Harry Morrey Salmon

Harry Morrey Salmon (1892 – May 1985) was a naturalist famed for his work in Wales and for his bird photography.[1][2]

Career

He started his career as a photographer in 1909, joined the Cardiff Naturalists Society in 1910, and had become a published author by 1914. He was hailed as the "Welsh ornithologist of the century" and as "the father of British bird photography." His photographic career started in 1908. He was the first to record the nocturnal activities of Manx Shearwater on the Pembrokeshire Islands and in 1924 he achieved another first by using his skill with a camera in choppy seas to obtain a census of the large colonies of Gannet on Grassholm. These memorable early photographs were used as illustrations in Birds in Britain Today which he and Geoffrey Ingram published in 1934. He was also a notable conservationist and in 1961 was responsible for the first proposal that the island of Flat Holm in the Bristol Channel should become a nature reserve, and in 1975 it was so designated. He was a key figure in the conservation of the Red Kite in Wales[3][4]

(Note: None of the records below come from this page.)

PR #11338, opened 2025-03-13
fix: sql escape issues identified by CodeQL

alumni:
### Description of change

Fix issues identified by CodeQL

### Pull-Request Checklist

### DIFF
--- a/sample/sample9-entity-listeners/entity/Post.ts
+++ b/sample/sample9-entity-listeners/entity/Post.ts
@@ -1,24 +1,26 @@
+import crypto from "node:crypto"
+
+import { AfterInsert } from "../../../src/decorator/listeners/AfterInsert"
+import { AfterLoad } from "../../../src/decorator/listeners/AfterLoad"
+import { AfterRecover } from "../../../src/decorator/listeners/AfterRecover"
+import { AfterRemove } from "../../../src/decorator/listeners/AfterRemove"
+import { AfterSoftRemove } from "../../../src/decorator/listeners/AfterSoftRemove"
+import { AfterUpdate } from "../../../src/decorator/listeners/AfterUpdate"
+import { BeforeInsert } from "../../../src/decorator/listeners/BeforeInsert"
+import { BeforeRecover } from "../../../src/decorator/listeners/BeforeRecover"
+import { BeforeRemove } from "../../../src/decorator/listeners/BeforeRemove"
+import { BeforeSoftRemove } from "../../../src/decorator/listeners/BeforeSoftRemove"
+import { BeforeUpdate } from "../../../src/decorator/listeners/BeforeUpdate"
+import { JoinTable } from "../../../src/decorator/relations/JoinTable"
+import { ManyToOne } from "../../../src/decorator/relations/ManyToOne"
 import {
     Column,
     Entity,
     ManyToMany,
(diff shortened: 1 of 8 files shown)


sample/sample9-entity-listeners/entity/Post.ts
```diff
@@ -49,7 +51,7 @@ export class Post {
         console.log(
             `event: Post "${this.title}" entity has been loaded and callback executed`,
         )
-        this.uid = Math.ceil(Math.random() * 1000)
+        this.uid = crypto.randomInt(0, 1000)
```
mguida22, line 54: It doesn't matter either way, but this sample code doesn't need to have a cryptographically secure random number.

src/driver/cockroachdb/CockroachDriver.ts
```diff
@@ -461,16 +461,14 @@ export class CockroachDriver implements Driver {
...
                     .map((val) => {
                         // replace double quotes from the beginning and from the end
                         if (val.startsWith(`"`) && val.endsWith(`"`))
                             val = val.slice(1, -1)
-                        // replace double escaped backslash to single escaped e.g. \\\\ -> \\
-                        val = val.replace(/(\\\\)/g, "\\")
-                        // replace escaped double quotes to non-escaped e.g. \"asd\" -> "asd"
-                        return val.replace(/(\\")/g, '"')
+                        // replace escaped backslash and double quotes
+                        return val.replace(/\\(\\|")/g, '$1')
```
mguida22, line 471: Do we have unit tests around this that we can use to validate the behavior we want?

This will escape differently compared to the prior code. What should `\\\\"` produce? The old version results in `"` and this version results in `\\"`

sample/sample9-entity-listeners/entity/Post.ts
alumni: Yeah, it's just so we can get rid of the CodeQL warning.

src/driver/cockroachdb/CockroachDriver.ts
alumni: I don't have time to setup CRDB for this, but the test that could be updated is `test/functional/database-schema/enums-array/*`.

CodeQL detected this correctly, double escaping should not happen, everything should be escaped at once.

alumni: @mguida22 I added some tests for the escape characters, but they would pass anyway. The reason is that this function is used when reading the value, and the value is already escaped correctly by the CRDB server/`pg` library.

Basically, this would produce incorrect results only if we would get an incorrectly escaped value, which we don't.

Nevertheless, I'd still do this fix, to avoid any issues that might arise if the code gets copy-pasted and to make CodeQL stop complaining.

OSA413 (approved):
I would also check if the test using `enumEntity.escapeCharEnums` fails in the current master branch just in case.

alumni:
> I would also check if the test using `enumEntity.escapeCharEnums` fails in the current master branch just in case.

Already did locally, it does not fail. The reason is that one that I mentioned here: https://github.com/typeorm/typeorm/pull/11338#discussion_r2009144537 (basically the value comes from CRDB already correctly escaped)

mguida22 (approved):

PR #11346, opened 2025-03-18
style: lint repository

alumni:
### Description of change

Lint and format files in the repository to reduce the number of linting errors.

### Pull-Request Checklist


src/metadata/ColumnMetadata.ts
```diff
@@ -916,7 +916,7 @@ export class ColumnMetadata {
      */
     compareEntityValue(entity: any, valueToCompareWith: any) {
         const columnValue = this.getEntityValue(entity)
-        if (ObjectUtils.isObject(columnValue)) {
+        if (typeof columnValue?.equals === "function") {
```
OSA413, line 919: Looks like it's not part of lint fix?

OSA413 (approved):
Just one thing. Also there are some warnings left in the GitHub interface.

alumni:
There are >5K warnings left, this PR only fixes most of the automatically fixable warnings (most because I didn't want to introduce any breaking changes).

I plan to open another PR with some manual changes too (I don't want to do that here since it will be easier to review them separately).

src/metadata/ColumnMetadata.ts
alumni: Yeah, eslint changed the type of `isObject` (now it's actually the same as `lodash.isObject`, which is probably correct).

Because the type got changed, TypeScript now says there's no `equals` function. Honestly, I haven't seen `equals` in JS, only in Java, so I thought this check would be more accurate.

naorpeled (approved):

PR #11357, opened 2025-03-23
refactor: database server version fetching & comparison

alumni:
### Description of change

Refactor the way the database server version is being fetched as well as the version comparison utils:
* improve code reuse for MySQL/MariaDB and Postgres drivers
* fetch the version correctly for MariaDB servers 
* implement version fetching upon connect the SAP driver
* refactor `VersionUtils.isGreaterOrEqual` to support versions with any number of components
* extract the unit tests for `VersionUtils`
* avoid awaiting for result of sync function call of `Driver.createQueryRunner`

### Pull-Request Checklist

### DIFF
--- a/src/driver/mysql/MysqlQueryRunner.ts
+++ b/src/driver/mysql/MysqlQueryRunner.ts
@@ -2555,7 +2555,7 @@ export class MysqlQueryRunner extends BaseQueryRunner implements QueryRunner {
         ])
 
         const isMariaDb = this.driver.options.type === "mariadb"
-        const dbVersion = await this.getVersion()
+        const dbVersion = this.driver.version
 
         // create tables for loaded tables
         return Promise.all(
@@ -3366,9 +3366,13 @@ export class MysqlQueryRunner extends BaseQueryRunner implements QueryRunner {
         return c
     }
 
-    protected async getVersion(): Promise<string> {
+    async getVersion(): Promise<string> {
         const result = await this.query(`SELECT VERSION() AS \`version\``)
-        return result[0]["version"]
+        const dbVersion = result[0]["version"]
+
+        return this.driver.options.type === "mariadb"
+            ? dbVersion.replace(/^([\d.]+).*$/, "$1")
+            : dbVersion
     }
 
     /**
--- a/src/driver/sap/SapQueryRunner.ts
+++ b/src/driver/sap/SapQueryRunner.ts
@@ -387,9 +387,19 @@ export class SapQueryRunner extends BaseQueryRunner implements QueryRunner {
      */
     async getCurrentDatabase(): Promise<string> {
         const currentDBQuery = await this.query(
-            `SELECT "VALUE" AS "db_name" FROM "SYS"."M_SYSTEM_OVERVIEW" WHERE "SECTION" = 'System' and "NAME" = 'Instance ID'`,
+            `SELECT "DATABASE_NAME" AS "db_name" FROM "SYS"."M_DATABASE"`,
         )
         return currentDBQuery[0]["db_name"]
+    }
+
+    /**
+     * Returns the database server version.
+     */
+    async getVersion(): Promise<string> {
+        const currentDBQuery = await this.query(
+            `SELECT "VERSION" AS "version" FROM "SYS"."M_DATABASE"`,
+        )
+        return currentDBQuery[0]["version"]
     }
 
     /**
--- a/src/driver/DriverUtils.ts
+++ b/src/driver/DriverUtils.ts
@@ -34,10 +34,7 @@ export class DriverUtils {
     }
 
     static isReleaseVersionOrGreater(driver: Driver, version: string): boolean {
-        return (
-            driver.version != null &&
-            VersionUtils.isGreaterOrEqual(driver.version, version)
-        )
+        return VersionUtils.isGreaterOrEqual(driver.version, version)
     }
 
     static isPostgresFamily(driver: Driver): boolean {
--- a/src/driver/aurora-mysql/AuroraMysqlDriver.ts
+++ b/src/driver/aurora-mysql/AuroraMysqlDriver.ts
@@ -361,7 +361,7 @@ export class AuroraMysqlDriver implements Driver {
      */
     async connect(): Promise<void> {
         if (!this.database) {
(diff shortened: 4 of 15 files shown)


OSA413 (approved):

src/driver/mysql/MysqlQueryRunner.ts
```diff
@@ -3366,9 +3366,13 @@ export class MysqlQueryRunner extends BaseQueryRunner implements QueryRunner {
         return c
     }
 
-    protected async getVersion(): Promise<string> {
+    async getVersion(): Promise<string> {
         const result = await this.query(`SELECT VERSION() AS \`version\``)
```
sgarner, line 3370: Would be nice to add a typing here, like `PostgresQueryRunner` has:

```suggestion
        const result: [{ version: string }] = await this.query(`SELECT VERSION() AS \`version\``)
```

src/driver/mysql/MysqlQueryRunner.ts
```diff
@@ -3366,9 +3366,13 @@ export class MysqlQueryRunner extends BaseQueryRunner implements QueryRunner {
...
-        return result[0]["version"]
+        const dbVersion = result[0]["version"]
+
+        return this.driver.options.type === "mariadb"
+            ? dbVersion.replace(/^([\d.]+).*$/, "$1")
+            : dbVersion
```
sgarner, line 3375: I'm inferring that mariadb version strings look like `1.2.3.foobar`, is that correct?

I'm wondering if mysql versions ever look like this as well, they might suffix prerelease builds.

Perhaps the removal of non-numeric components in the version string could be handled more generally in `parseVersion()` by filtering out `NaN` after doing `parseInt()`, WDYT?

src/driver/sap/SapQueryRunner.ts
```diff
@@ -387,11 +387,21 @@ export class SapQueryRunner extends BaseQueryRunner implements QueryRunner {
...
+            `SELECT "DATABASE_NAME" AS "db_name" FROM "SYS"."M_DATABASE"`,
         )
         return currentDBQuery[0]["db_name"]
     }
 
+    /**
+     * Returns the database server version.
+     */
+    async getVersion(): Promise<string> {
+        const currentDBQuery = await this.query(
```
sgarner, line 399:
```suggestion
        const currentDBQuery: [{ version: string }] = await this.query(
```

src/driver/mysql/MysqlQueryRunner.ts
alumni: Each DB has its own version format:

- MariaDB: `10.2.27-MariaDB-10.2.27+maria~jessie-log` -> `10.2.27`
- MySQL: `8.4.3`
- PostgreSQL: `PostgreSQL 17.2 (Debian 17.2-1.pgdg120+1) on x86_64-pc-linux-gnu, compiled by gcc (Debian 12.2.0-14) 12.2.0, 64-bit` -> `17.2`
- SAP: `4.00.000.00.1739875052`

See https://dbfiddle.uk/PzpwOqUM. So the drivers need to handle this each in its own way. `Driver.version` should extract the version from the version string (i.e. only contain numbers).

sgarner: What I was trying to say is you need to make a distinction between parsing the output of whatever database command displays the server version, and handling non-numeric values within the version string.

So extracting `17.2` from `PostgreSQL 17.2 (Debian 17.2-1.pgdg120+1)` should be handled by the driver as you are now, because this output format is a quirk of Postgres.

But it's totally acceptable for semantic versions to contain alpha values, and that's not something specific to MariaDB or any other driver (nevermind that some databases don't even conform to Semver).

From the [Semver spec](https://semver.org/#spec-item-9):

> image

I checked [the docs](https://dev.mysql.com/doc/refman/8.4/en/information-functions.html#function_version) and it indicates that MySQL versions can contain suffixes like this:

> image

The previous logic in TypeORM only cared about the first three components of the version number, so this wouldn't have mattered, but now you're comparing all of them it might cause problems...

alumni: Okay, so MySQL should behave similarly to MariaDB and discard anything that's after `x.y.z`. I can adjust that tomorrow.

SemVer is not very often followed outside of the NodeJS ecosystem, we don't have to be SemVer compatible, especially since we already have two examples that don't follow it - 3 if you count CRDB - MySQL/MariaDB are actually the only ones that have the `x.y.z` version format.

We just need something that's good enough to help us adjust the logic based on the DB server version. I don't think we will ever need the part that's after the numeric string - but we could also discard it in `parseVersion` if need be 🤷🏻‍♂️

sgarner: I was suggesting to do it in `parseVersion` just for safety's sake, all drivers would then be covered if any database engine (or new driver added in future) starts returning alpha components in their version strings.

I referenced SemVer only because it's a clearly defined standard which allows alpha tags. Of course database engine versions may not be following SemVer, but that doesn't reduce the risk of non-numeric values being present. The point is to avoid making assumptions about database vendors' versioning practices.

Regardless of the scheme being followed, it's not unusual for prerelease builds to have such tags, and users might install such database versions to work around bugs in the current stable release (I've had to do this with MySQL server before).

To put this in concrete terms, the current logic could fail if for example the user had a SAP HANA server with the version `4.00.000.beta-01.123456`: the fourth component will parse as `NaN` and then `isGreaterOrEqual` will fall through the loop to return `true` even if you wanted to require a version greater than, say, `4.00.000.05`:

```ts
VersionUtils.isGreaterOrEqual("4.00.000.beta-01.123456", "4.00.000.05")
-> true // incorrect
```

Sure, maybe no such version of SAP HANA has ever existed or will ever exist, I don't know. But it _could_ do? 🤔 

> SemVer is not very often followed outside of the NodeJS ecosystem

I have to disagree here! SemVer does not originate from the NodeJS ecosystem, it is widely adopted across many open source and commercial software projects using all kinds of languages. And while the SemVer spec defines a prescribed syntax, its main innovation was to codify the proper usage of the three components of a version number. The `x.y.z` format itself is ubiquitous and has been in use for decades.

PR #11361, opened 2025-03-24
build: improve test workflow

alumni:
### Description of change

- Decreased CockroachDB test runtime from ~38min to ~21min by using a stable version of CockroachDB server.
- Decreased Oracle server startup from ~3min to ~20s by using a lighter version of Oracle server.
- Extracted the build step separately, so it's done only once for the entire workflow instead of once for each test.
- Cleaned up tests.

### Pull-Request Checklist


.github/workflows/test.yml
```diff
@@ -6,29 +6,48 @@ name: test
...
       - uses: actions/setup-node@v4
         with:
-          node-version: "18.x"
-
-      - uses: actions/checkout@v4
+          node-version: "20.x"
+          cache: "npm"
 
-      - run: npm i
+      - run: npm ci
```
sgarner, line 24: Any reason not to use `npm ci` in the other workflows as well?

sgarner (approved):
Nice improvement 👌

.github/workflows/test.yml
alumni: Node 16 ships with an older version of `npm` that is not compatible with the lockfile (v3) in our repo. `npm ci` fails if the lockfile needs updating.

We could probably use corepack and lock in the package manager version. Maybe we can think about that after we drop support for old node versions.

sgarner: Ahh, I see...

`npm` v9 is compatible with lockfile v3 and `node` v16, so it should be possible to work around this.

Corepack doesn't support `npm` so I'm not sure that helps us?

I would suggest we use the GitHub `actions/setup-node` action in each job instead of `node:x` docker containers, because starting a container adds about 15 seconds to each job run unnecessarily, and using `actions/setup-node` enables global dependency caching.

The desired node version can be passed to `actions/setup-node`, and then where necessary the npm version can be changed with `npm i -g npm@9` for example.

Installing dependencies with `npm i` is adding another 1min+ to each node16 run, so this would be nice to optimise, unless we're dropping node16 imminently.

But there's no need to worry about it in this PR. :+1:

.github/workflows/test.yml
```diff
@@ -50,6 +70,7 @@ jobs:
       node-version: ${{matrix.node-version}}
 
   windows-database-tests:
+    needs: build
```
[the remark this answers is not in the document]
OSA413: Especially for native SQLite drivers

.github/workflows/test.yml
alumni: I can't seem to figure out why we can't connect to the database if I switch to `actions/setup-node`:

`host: "postgres"`:
```
     Error: getaddrinfo EAI_AGAIN postgres
      at GetAddrInfoReqWrap.onlookup [as oncomplete] (node:dns:107:26)
```

`host: "localhost"`:
```
     Error: connect ECONNREFUSED ::1:5432
      at TCPConnectWrap.afterConnect [as oncomplete] (node:net:1555:16)
```

.github/workflows/test.yml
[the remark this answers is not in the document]
alumni: No, it's just TypeScript transpiling the code to JS.

It's the same when we build and release it as an npm package, it will be built on a certain OS / node version, but anyone can use it, regardless of their OS / node version.

.github/workflows/test.yml
alumni: Never mind, I figured it out. Will push the commit to this branch too.

sgarner (approved):
Superb ✨

naorpeled (approved):

PR #11363, opened 2025-03-26
fix: bulk insert NULL values in Oracle (#11362)

### LINKED ISSUE #11362: Oracle bulk insert fails with ORA-01790 for null  and non varchar2 type values
### Issue description

Oracle bulk insert fails with ORA-01790 for null  and non varchar2 type values

### Expected Behavior

The following code should execute without an error:

```ts  it("should insert without error", async () =>
        await Promise.all(
            dataSources.map(async (dataSource) => {
                    const users = [{id: 1, memberId: 1,}, {id: 2, memberId: null}, {id: 3, memberId: 3}]
                    await dataSource.manager
                        .createQueryBuilder()
                        .insert()
                        .into(User)
                        .values(users)
                        .execute()
                    const count = await dataSource.getRepository(User).count()
                    expect(count).to.equal(3)
                }
            ),
        ))
```

### Actual Behavior

```
query: CREATE TABLE "user" ("id" number GENERATED BY DEFAULT AS IDENTITY, "memberId" number, CONSTRAINT "PK_cace4a159ff9f2512dd42373760" PRIMARY KEY ("id"))
query failed: INSERT INTO "user"("id", "memberId")  SELECT :1, :2 FROM DUAL UNION ALL  SELECT :3, :4 FROM DUAL UNION ALL  SELECT :5, :6 FROM DUAL -- PARAMETERS: [1,1,2,null,3,3]
error: Error: ORA-01790: expression must have same datatype as corresponding expression
```

### Steps to reproduce

```ts
@Entity({
    name: "user",
})
export class User {
    @PrimaryGeneratedColumn()
    public id: number

    @Column({ type: "number", nullable: true })
    public memberId: number | null
}
```

```ts
                   const users = [{id: 1, memberId: 1,}, {id: 2, memberId: null}, {id: 3, memberId: 3}]
                    await dataSource.manager
                        .createQueryBuilder()
                        .insert()
                        .into(User)
                        .values(users)
                        .execute()
                    const count = await dataSource.getRepository(User).count()
                    expect(count).to.equal(3)
```

### My Environment

| Operating System    |     Windows11     |
| Node.js version     | v22.14.0  |
| Typescript version  | 5.7.3  |
| TypeORM version     | 0.3.21  |

### Additional Context

Oracle seems to treat `NULL` as `VARCHAR2` type, causing the statement to fail.

This seems just the case for perpared statements.

So the plain statement executes without an error:

```
INSERT INTO "user"("id", "memberId")  SELECT 1, 1 FROM DUAL UNION ALL  SELECT 2, null FROM DUAL;
```

But when I execute it as an perpared statement, I get an Error:

```
DECLARE
    v_sql VARCHAR2(500);
BEGIN
    v_sql := 'INSERT INTO "user"("id", "memberId")
              SELECT :1, :2 FROM DUAL
              UNION ALL
              SELECT :3, :4 FROM DUAL
    EXECUTE IMMEDIATE v_sql USING 1, 1, 2, NULL;
END;
/
```

Same is true, if I use `INSERT ALL` logic

```
DECLARE
    v_sql VARCHAR2(500);
BEGIN
    v_sql := 'INSERT ALL
                  INTO "user"("id", "memberId") VALUES (:1, :2)
                  INTO "user"("id", "memberId") VALUES (:3, :4)
              SELECT * FROM DUAL';
    EXECUTE IMMEDIATE v_sql USING 1, 1, 2, NULL;
END;
/
```

The trick is, that the parameter muss be bind to a number type, so that the statement executes:

```
DECLARE
    v_sql VARCHAR2(500);
BEGIN
    v_sql := 'INSERT INTO "user"("id", "memberId")
              SELECT :1, :2 FROM DUAL
              UNION ALL
              SELECT :3, :4 FROM DUAL
    EXECUTE IMMEDIATE v_sql USING 1, 1, 2, TO_NUMBER(NULL);
END;
/
```

Alternatively it also executes, when we directly set `NULL` in the statement

```
DECLARE
    v_sql VARCHAR2(500);
BEGIN
    v_sql := 'INSERT INTO "user"("id", "memberId")
              SELECT :1, :2 FROM DUAL
              UNION ALL
              SELECT :3, NULL FROM DUAL
    EXECUTE IMMEDIATE v_sql USING 1, 1, 2;
END;
/
```

- [ ] aurora-mysql
- [ ] aurora-postgres
- [ ] better-sqlite3
- [ ] cockroachdb
- [ ] cordova
- [ ] expo
- [ ] mongodb
- [ ] mysql
- [ ] nativescript
- [x] oracle
- [ ] postgres
- [ ] react-native
- [ ] sap
- [ ] spanner
- [ ] sqlite
- [ ] sqlite-abstract
- [ ] sqljs
- [ ] sqlserver

ertl:
### Description of change

Sets `NULL` directly into the query instead of passing it as parameter.

Fixes #11362

### Pull-Request Checklist

- [x] This pull request links relevant issues as `Fixes #11362`
- [~] Documentation has been updated to reflect this change


test/github-issues/11362/issue-11362.ts
```diff
@@ -0,0 +1,47 @@
...
+import {
+    closeTestingConnections,
+    createTestingConnections,
+    reloadTestingDatabases,
+} from "../../utils/test-utils"
+import { DataSource } from "../../../src"
+import { User } from "./entity/user"
+import { expect } from "chai"
+
+describe("github issues > #11362 Oracle bulk insert fails with ORA-01790 for null and non varchar2 type", () => {
```
alumni, line 13: Could we convert this to a functional test?

This should work for all drivers and it would be good if we tested that.

We already have something for bulk insert in `test/functional/query-builder/insert/query-builder-insert.ts`.

ertl: Okay, I added the test functionality in `query-builder-insert.ts` so that it runs for every database. Two tests were deactivated for Oracle. I modified them so they pass.

Also, note that the column definition `type: 'number'` in the original test is not supported by every db driver. Therefore, I had to remove it along with the optional null type. As a result, I needed to a cast, to explicitly set the value null.

test/functional/tree-tables/materialized-path/materialized-path.ts
alumni, line 1: Yeah, the entire test `test/github-issues/8443` was copied (instead of moved) to `test/functional/tree-tables`.

I would not remove anything from the functional tests though, I think they are easier to understand than the per-issue tests.

ertl: The file had the same test duplicated, so I removed the redundant one to avoid unnecessary execution.

ertl: @alumni The tests are still very unstable. Could you please restart the missing ones?

alumni: > The file had the same test duplicated, so I removed the redundant one to avoid unnecessary execution.

There are actually more that are redundant. I found 8443 and 9534 that should be merged into the functional tests. Basically those should be deleted, not the functional tests, but someone needs to take a look at the differences. I would not do it in this PR (basically we can undo the change to this file).

> The tests are still very unstable. Could you please restart the missing ones?

Restarted. We're currently doing quite some changes to the test setup - there might be some flaky tests popping up.

ertl: @alumni I understand what you are saying and I agree with you about the scope of the PR as well as the functional tests. The functional tests are the same as before. The file contained exactly the same test twice. Actually it was not my intention to touch the test, but after the pipeline failed exactly at this point for one testsuit for an inexplicable reason, I took a closer look and realized that the test was twice in the file.

alumni: @ertl We would like to remove the duplicate tests from `test/github-issues/8443` and `test/github-issues/9534` and keep the test in `test/functional/tree-tables/materialized-path/materialized-path.ts`.

ertl: @alumni I got you. But note the test ist sill available in `test/functional/tree-tables/materialized-path/materialized-path.ts`. The file itselft contained a duplicate of the same test. (see attachment)
 So why do you want  to keep the same test twice in `test/functional/tree-tables/materialized-path/materialized-path.ts`?

image

alumni: Aaa ok. I thought it's just copied to the other files.

alumni (approved):

mguida22 (approved):

PR #11373, opened 2025-03-30
feat: Init version in postgres driver only if not set

### LINKED ISSUE #11372: Allow postgres version to be set statically
### Feature Description

Both `database` and `searchSchema` are only set in `connect()` when they are not defined, but `queryRunner.getVersion()` is always called.

Can the call to `getVersion()` also be changed to be similar to the other properties?

As this field is only used to determine if generated columns are supported, it can be trivially overwritten to reduce cold start time.

### The Solution

This allows consumers of this library to set the version to avoid one extra query, which will reduce cold start time which is critical in serverless applications.

### Considered Alternatives

N/A

### Additional Context

_No response_

- [ ] aurora-mysql
- [ ] aurora-postgres
- [ ] better-sqlite3
- [ ] cockroachdb
- [ ] cordova
- [ ] expo
- [ ] mongodb
- [ ] mysql
- [ ] nativescript
- [ ] oracle
- [x] postgres
- [ ] react-native
- [ ] sap
- [ ] spanner
- [ ] sqlite
- [ ] sqlite-abstract
- [ ] sqljs
- [ ] sqlserver

hfhchan-plb:
### Description of change

Fixes #11372

### Pull-Request Checklist

### DIFF
--- a/src/driver/postgres/PostgresDriver.ts
+++ b/src/driver/postgres/PostgresDriver.ts
@@ -360,7 +360,9 @@ export class PostgresDriver implements Driver {
 
         const queryRunner = this.createQueryRunner("master")
 
-        this.version = await queryRunner.getVersion()
+        if (!this.version) {
+            this.version = await queryRunner.getVersion()
+        }
 
         if (!this.database) {
             this.database = await queryRunner.getCurrentDatabase()


alumni:
@G0maa it was quite some time ago when I had that fresh in mind, right now I don't really remember what was the problem (maybe since I didn't request changes it wasn't that important).

We could maybe offer some connection option `dbFeatureVersion` (more explicit than just `version`) with the default being to automatically get the version from the DB (currently on connect, ideally when required).

G0maa (approved):
The general idea/approach looks good, I'm unsure if this would break things else where like @alumni said, waiting for maintainers' opinions.

pkuczynski:
This can't break anything as we already set the version. It improves this, by setting the version only if it was not set before (so does it less forcefully). Feels like a good change.

alumni:
@hfhchan-plb Hold on, how does this even work? How would I use this if I wanted to avoid reading the version from the DB?

I see it's relying on `Driver.version`, but how is that being set?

He had a distinguished military career in the British army rising to the rank of Captain in World War I and to that of Colonel in World War II. He was awarded the CBE in recognition of his distinguished contribution to operations in the Mediterranean from November 1942 until May 1945

He served as the treasurer of the National Museum of Wales from 1962 until 1982.

References

  1. "OBITUARY". Ibis. 128: 427. doi:10.1111/j.1474-919X.1986.tb02694.x.
  2. https://cardiffnaturalists.org.uk/htmfiles/150th-05.htm
  3. Sutherland, Mairead. "Obituary Colonel H. Morrey Salmon, C.B.E., M.C., D.L.,D.Sc". Transactions of the Cardiff Naturalists' Society. c: 4–7.
  4. Bowen, Idris. "Colonel Salmon's Photography". Transactions of the Cardiff Naturalists' Society. c: 8–12.